5. **Submit a Pull Request**
   - Push your branch: `git push origin feature/your-feature-name`.
   - Open a pull request on GitHub with a clear description of changes.

6. **Report Issues**
   - Use the GitHub Issues page to report bugs or suggest features.
   - Include detailed descriptions and reproduction steps.

## License

`CleanEasy` is licensed under the MIT License.

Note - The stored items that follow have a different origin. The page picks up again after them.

PR #583, opened 2026-07-11
Move the librustzcash and age pins to the latest git revisions

dannywillems:
## Summary

Moves the `[patch.crates-io]` pins in all three workspaces (root,
`backends/zebra`, `backends/zaino`) to the latest upstream git revisions and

See the [LICENSE](./LICENSE) file for details.

## Contact and Support

- **Email**: exehyper999@gmail.com (replace with your contact)
- **GitHub Issues**: [github.com/CyberMatic-AmAn/cleaneasy/issues](https://github.com/CyberMatic-AmAn/cleaneasy/issues)
- **Documentation**: [https://github.com/CyberMatic-AmAn/cleaneasy](https://github.com/CyberMatic-AmAn/cleaneasy)

For support, open an issue on GitHub or contact the maintainer directly.

## FAQ

### Why do I get an NLTK error when using `tokenize_text`?
Ensure NLTK data is downloaded:
```python
import nltk
nltk.download('punkt')
nltk.download('punkt_tab')
nltk.download('wordnet')
```

### Why is the output not colored?
- Verify `colorama` is installed: `pip show colorama`.
- Ensure your terminal supports ANSI colors (e.g., Windows Terminal, VS Code).
- Check that `colorama.init()` is called in `main.py`.

### How do I add a new cleaning method?
- Add the method to `cleaneasy/core.py` in the `CleanEasy` class.
- Ensure it returns `self` for method chaining.
- Update tests in `tests/test_core.py`.
- Document the method in `docs/` and this `README.md`.

### Can I use `CleanEasy` with large datasets?
Yes, but performance depends on the methods used (e.g., `impute_knn` and `remove_outliers_isolation_forest` can be computationally intensive). Test with a sample first.